╭─ Supplied data
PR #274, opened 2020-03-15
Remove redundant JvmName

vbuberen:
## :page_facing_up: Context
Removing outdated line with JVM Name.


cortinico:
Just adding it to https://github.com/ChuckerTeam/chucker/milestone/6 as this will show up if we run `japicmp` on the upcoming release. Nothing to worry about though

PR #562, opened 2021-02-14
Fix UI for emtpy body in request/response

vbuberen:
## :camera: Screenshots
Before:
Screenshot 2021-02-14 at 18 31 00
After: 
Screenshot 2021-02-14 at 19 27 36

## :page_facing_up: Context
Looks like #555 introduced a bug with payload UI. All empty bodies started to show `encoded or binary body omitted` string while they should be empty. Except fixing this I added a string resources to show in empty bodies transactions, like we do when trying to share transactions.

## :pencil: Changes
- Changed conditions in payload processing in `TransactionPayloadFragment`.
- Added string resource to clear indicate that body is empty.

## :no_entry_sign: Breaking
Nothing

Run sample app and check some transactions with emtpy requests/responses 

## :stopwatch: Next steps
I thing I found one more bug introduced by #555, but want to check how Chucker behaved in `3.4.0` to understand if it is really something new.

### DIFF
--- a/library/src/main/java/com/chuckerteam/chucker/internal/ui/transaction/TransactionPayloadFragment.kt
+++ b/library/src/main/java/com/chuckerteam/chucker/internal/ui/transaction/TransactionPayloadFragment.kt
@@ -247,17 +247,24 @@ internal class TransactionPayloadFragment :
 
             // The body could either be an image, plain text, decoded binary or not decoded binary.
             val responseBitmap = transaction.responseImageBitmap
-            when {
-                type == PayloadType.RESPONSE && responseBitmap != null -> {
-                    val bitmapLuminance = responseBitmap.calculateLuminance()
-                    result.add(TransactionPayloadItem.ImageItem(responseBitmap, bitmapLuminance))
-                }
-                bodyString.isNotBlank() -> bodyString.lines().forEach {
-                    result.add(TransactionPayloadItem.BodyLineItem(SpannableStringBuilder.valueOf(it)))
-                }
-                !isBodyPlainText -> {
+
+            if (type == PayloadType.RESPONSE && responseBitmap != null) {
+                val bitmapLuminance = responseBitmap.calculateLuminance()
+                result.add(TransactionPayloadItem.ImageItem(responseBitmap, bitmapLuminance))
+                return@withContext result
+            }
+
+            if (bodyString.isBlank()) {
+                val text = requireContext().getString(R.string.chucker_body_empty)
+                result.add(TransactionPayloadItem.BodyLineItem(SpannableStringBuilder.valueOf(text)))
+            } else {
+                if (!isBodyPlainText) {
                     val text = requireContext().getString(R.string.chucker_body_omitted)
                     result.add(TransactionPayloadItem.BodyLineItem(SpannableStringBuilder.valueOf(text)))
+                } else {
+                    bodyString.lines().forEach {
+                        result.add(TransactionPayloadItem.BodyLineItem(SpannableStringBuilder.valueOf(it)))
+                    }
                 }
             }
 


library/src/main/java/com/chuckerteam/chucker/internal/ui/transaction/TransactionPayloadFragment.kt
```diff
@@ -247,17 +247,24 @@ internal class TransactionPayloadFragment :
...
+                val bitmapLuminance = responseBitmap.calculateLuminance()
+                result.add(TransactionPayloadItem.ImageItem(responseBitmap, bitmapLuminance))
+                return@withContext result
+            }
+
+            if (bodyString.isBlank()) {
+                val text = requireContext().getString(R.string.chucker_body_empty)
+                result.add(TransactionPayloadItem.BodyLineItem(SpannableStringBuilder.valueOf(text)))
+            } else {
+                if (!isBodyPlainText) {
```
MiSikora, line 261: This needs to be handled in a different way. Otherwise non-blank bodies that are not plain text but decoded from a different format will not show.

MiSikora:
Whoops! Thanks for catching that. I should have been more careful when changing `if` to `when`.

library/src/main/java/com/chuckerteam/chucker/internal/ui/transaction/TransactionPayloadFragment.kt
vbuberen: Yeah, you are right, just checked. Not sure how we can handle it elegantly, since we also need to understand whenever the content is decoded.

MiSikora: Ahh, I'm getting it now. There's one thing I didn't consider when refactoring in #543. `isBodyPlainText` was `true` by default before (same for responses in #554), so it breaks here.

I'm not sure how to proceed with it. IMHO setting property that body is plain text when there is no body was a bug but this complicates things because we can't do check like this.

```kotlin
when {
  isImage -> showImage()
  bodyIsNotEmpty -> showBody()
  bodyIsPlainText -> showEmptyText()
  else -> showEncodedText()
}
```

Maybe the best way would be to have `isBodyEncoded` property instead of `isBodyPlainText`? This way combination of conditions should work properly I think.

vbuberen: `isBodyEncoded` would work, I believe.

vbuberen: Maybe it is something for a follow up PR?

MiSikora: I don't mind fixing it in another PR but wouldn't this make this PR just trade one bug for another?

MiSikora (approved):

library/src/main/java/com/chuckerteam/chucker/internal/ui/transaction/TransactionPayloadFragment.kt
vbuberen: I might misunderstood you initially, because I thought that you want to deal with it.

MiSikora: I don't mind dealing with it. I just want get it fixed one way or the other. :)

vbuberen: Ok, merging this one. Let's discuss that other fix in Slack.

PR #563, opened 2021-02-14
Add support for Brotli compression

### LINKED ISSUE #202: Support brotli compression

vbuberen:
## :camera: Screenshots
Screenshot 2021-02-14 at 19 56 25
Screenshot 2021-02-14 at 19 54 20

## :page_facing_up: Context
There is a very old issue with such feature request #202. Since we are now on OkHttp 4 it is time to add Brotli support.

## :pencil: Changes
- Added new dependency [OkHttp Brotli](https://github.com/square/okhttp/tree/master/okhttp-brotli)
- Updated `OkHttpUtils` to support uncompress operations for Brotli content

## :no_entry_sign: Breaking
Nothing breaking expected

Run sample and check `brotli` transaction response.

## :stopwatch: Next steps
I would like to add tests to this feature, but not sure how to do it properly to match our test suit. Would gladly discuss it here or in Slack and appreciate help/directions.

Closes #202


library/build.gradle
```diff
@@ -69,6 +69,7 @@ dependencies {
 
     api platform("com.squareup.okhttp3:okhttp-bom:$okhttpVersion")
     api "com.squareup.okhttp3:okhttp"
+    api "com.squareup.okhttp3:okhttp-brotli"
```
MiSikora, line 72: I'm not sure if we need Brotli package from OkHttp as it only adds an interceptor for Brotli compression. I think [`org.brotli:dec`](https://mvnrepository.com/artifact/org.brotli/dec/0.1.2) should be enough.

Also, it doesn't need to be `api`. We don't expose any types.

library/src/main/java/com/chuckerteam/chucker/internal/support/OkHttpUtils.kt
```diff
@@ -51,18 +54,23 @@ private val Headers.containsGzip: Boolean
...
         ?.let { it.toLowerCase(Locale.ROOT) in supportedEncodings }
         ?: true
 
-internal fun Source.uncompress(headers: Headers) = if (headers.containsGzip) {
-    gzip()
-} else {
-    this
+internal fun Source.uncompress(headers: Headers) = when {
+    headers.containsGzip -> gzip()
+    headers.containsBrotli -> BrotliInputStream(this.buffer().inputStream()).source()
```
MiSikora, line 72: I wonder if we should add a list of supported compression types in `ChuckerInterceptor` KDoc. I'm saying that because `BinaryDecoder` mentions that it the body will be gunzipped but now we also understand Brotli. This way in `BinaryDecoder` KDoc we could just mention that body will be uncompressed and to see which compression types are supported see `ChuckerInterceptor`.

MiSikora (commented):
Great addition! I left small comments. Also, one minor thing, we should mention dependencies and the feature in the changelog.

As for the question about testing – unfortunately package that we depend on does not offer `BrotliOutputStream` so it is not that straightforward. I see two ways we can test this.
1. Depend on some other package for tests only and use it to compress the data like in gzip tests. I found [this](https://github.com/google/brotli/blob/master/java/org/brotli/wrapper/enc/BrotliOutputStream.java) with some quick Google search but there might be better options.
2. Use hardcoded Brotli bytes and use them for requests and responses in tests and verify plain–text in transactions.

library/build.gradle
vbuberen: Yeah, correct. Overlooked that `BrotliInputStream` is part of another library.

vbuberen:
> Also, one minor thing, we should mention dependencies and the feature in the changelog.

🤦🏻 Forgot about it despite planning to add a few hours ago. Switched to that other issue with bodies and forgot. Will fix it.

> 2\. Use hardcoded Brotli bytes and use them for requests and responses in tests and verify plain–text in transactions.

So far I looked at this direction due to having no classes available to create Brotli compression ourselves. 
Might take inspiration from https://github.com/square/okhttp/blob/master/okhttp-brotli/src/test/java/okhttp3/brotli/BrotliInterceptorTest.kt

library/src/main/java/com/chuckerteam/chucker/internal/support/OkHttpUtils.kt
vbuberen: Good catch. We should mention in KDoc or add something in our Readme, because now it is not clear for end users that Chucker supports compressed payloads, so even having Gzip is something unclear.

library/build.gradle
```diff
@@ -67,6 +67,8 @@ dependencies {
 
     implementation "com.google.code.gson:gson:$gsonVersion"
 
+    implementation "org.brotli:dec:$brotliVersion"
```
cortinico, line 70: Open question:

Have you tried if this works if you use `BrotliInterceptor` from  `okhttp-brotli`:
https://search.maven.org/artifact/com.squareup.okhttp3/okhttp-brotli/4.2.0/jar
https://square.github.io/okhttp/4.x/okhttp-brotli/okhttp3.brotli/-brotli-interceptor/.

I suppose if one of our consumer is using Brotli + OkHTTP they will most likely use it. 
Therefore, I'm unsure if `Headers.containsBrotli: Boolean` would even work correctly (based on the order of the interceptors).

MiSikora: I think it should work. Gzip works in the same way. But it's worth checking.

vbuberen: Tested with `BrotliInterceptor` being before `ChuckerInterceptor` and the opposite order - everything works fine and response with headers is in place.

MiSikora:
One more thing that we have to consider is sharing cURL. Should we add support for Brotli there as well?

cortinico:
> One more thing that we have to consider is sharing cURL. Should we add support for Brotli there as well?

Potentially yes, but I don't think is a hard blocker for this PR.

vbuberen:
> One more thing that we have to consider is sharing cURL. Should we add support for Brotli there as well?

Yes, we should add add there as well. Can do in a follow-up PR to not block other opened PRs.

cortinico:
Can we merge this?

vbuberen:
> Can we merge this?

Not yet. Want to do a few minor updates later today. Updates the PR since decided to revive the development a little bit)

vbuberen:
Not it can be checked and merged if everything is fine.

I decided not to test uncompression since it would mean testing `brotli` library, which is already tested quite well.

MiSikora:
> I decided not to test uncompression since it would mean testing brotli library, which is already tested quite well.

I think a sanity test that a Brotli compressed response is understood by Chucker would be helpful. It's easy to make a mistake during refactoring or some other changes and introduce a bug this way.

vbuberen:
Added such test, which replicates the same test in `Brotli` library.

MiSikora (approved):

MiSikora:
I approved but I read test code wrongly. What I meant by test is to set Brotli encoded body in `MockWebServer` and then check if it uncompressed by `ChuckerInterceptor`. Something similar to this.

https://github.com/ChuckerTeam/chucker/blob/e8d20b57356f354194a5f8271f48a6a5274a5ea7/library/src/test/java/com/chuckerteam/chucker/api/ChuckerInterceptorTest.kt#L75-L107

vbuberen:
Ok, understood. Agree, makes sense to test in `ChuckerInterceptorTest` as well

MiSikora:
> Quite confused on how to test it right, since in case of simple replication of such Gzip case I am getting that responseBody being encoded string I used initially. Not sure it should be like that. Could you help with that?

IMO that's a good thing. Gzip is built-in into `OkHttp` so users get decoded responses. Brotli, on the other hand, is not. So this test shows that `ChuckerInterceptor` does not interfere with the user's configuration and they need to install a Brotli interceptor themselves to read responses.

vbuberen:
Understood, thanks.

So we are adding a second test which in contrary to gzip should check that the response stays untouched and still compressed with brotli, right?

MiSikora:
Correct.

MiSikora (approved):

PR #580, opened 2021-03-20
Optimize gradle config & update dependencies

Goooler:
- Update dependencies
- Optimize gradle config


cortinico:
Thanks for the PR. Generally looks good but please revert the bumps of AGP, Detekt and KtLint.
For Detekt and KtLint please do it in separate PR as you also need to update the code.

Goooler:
╰─
What you have to do -> Copy each line from the data that features the string "question".

Final answer ->
As for the question about testing – unfortunately package that we depend on does not offer `BrotliOutputStream` so it is not that straightforward. I see two ways we can test this.
cortinico, line 70: Open question:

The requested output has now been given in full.